**RECORDS PROVIDED:**

PR #9701, opened 2024-07-26
feat(api): add `length` parameter to the `String` datatype

### LINKED ISSUE #9382: feat: allow specify the length of string column

We are using Snowflake backend, and trying to load parquet file into the snowflake, the parquet has columns with fixed length string type, but after read_parquet called, all column became VARCHAR(16777216),
tried other backend, like duckdb/mysql, all seems to upscale the string type to max string length instead of maintaining the length from source.
ideally this should be presered.

Our data governance require some strict data type checking, and preserving the source string length will be greatly valuable. 

I would like to extend ibis schema to allow specify max length of a string column, and also make read_parquet to honor the fixed length physical type.

9.0.0

MySQL, MSSQL, Snowflake

### Code of Conduct

cpcloud:
Adds an optional `length` parameter to the `String` datatype.

Closes #9382.

### DIFF
--- a/ibis/backends/clickhouse/tests/test_datatypes.py
+++ b/ibis/backends/clickhouse/tests/test_datatypes.py
@@ -125,7 +125,7 @@ def test_array_discovery_clickhouse(con):
         ),
         param(
             "Array(FixedString(32))",
-            dt.Array(dt.String(nullable=False), nullable=False),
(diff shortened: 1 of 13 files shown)


cpcloud:
I am unlikely to have time to wrap this up, as implementing this well requires handling cases like union of `string` columns with `string(N)` columns which would require deeper changes to the type system.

**GOAL OF THE EXERCISE:** Each line from the one containing "Adds an optional" down to the final line of the listing must appear in the answer exactly as written, and no other line may.

**OUTPUT FOR THIS TASK:**
Adds an optional `length` parameter to the `String` datatype.

Closes #9382.

### DIFF
--- a/ibis/backends/clickhouse/tests/test_datatypes.py
+++ b/ibis/backends/clickhouse/tests/test_datatypes.py
@@ -125,7 +125,7 @@ def test_array_discovery_clickhouse(con):
         ),
         param(
             "Array(FixedString(32))",
-            dt.Array(dt.String(nullable=False), nullable=False),
(diff shortened: 1 of 13 files shown)


cpcloud:
I am unlikely to have time to wrap this up, as implementing this well requires handling cases like union of `string` columns with `string(N)` columns which would require deeper changes to the type system.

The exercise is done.